Un perro ladra. Otros le responden, con ecos lejanos. Leonardo ha comenzado a juguetear con el pincel sobre mi pecho y mi abdomen, como si pintara líneas infinitas e invisibles. Yo le observo, otra vez posando para él, con una mirada tierna. Ahora Leonardo ya no es simplemente un genio, un amigo o un artista. Es MI artista. Y yo soy su mecenas. Me gusta como suena todo esto mientras termino de reflexionar y le invito de nuevo a que aparte su pincel unos instantes y se recree en otras cosas.
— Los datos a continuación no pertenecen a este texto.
PR #3202, opened 2021-03-12
Propagate request scopes to response handler

dopsonbr:
My OAuth provider doesn't always return `scopes` in the token response. When scopes are returned MSAL errors. When troubleshooting the errors I noticed the below comment in ResponseHandler.ts.
``` typescript
// If scopes not returned in server response, use request scopes
const responseScopes = serverTokenResponse.scope ? ScopeSet.fromString(serverTokenResponse.scope) : new ScopeSet(requestScopes || []);
```
My change propagates the request scopes so they can be used when the response doesn't include them.


tnorling:
@dopsonbr Thanks for calling out this gap. This will be addressed in #3089 where a change will be made to pass the entire request object down to `handleServerTokenResponse`. Please track that PR for resolution, thanks!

Cuando ya comienzo a vestirme para empezar un nuevo día por los tejados de Florencia, Leonardo tapa cuidadosamente el lienzo con un paño, recoge la sábana de seda del sofá y guarda sus útiles de pintura (los pinceles ya limpios) sobre la balda más cercana. Le observo como hace todos aquellos gestos de una forma mecánica, automatizada. No puedo evitar que se me escape una sonrisa. Es como si, aunque conociera a mi compañero desde hace ya un tiempo, fuera ahora cuando por fin le veo tal cual es. Cuando termina de recoger me mira inquisitivo, como si hubiera escuchado mi risa muda.
- ¿Qué vas a hacer con el cuadro una vez le termines? - pregunto. - ¿Lo expondrás? ¿Se lo regalarás a tu nuevo mecenas?
- ¡No! ¡Ni hablar! Esto pertenece a mi colección privada - responde de inmediato. - Para las noches de insomnio. Ya sabes... - me guiña un ojo, provocador. - Cuando el calor y los pensamientos también me impidan a mí dormir.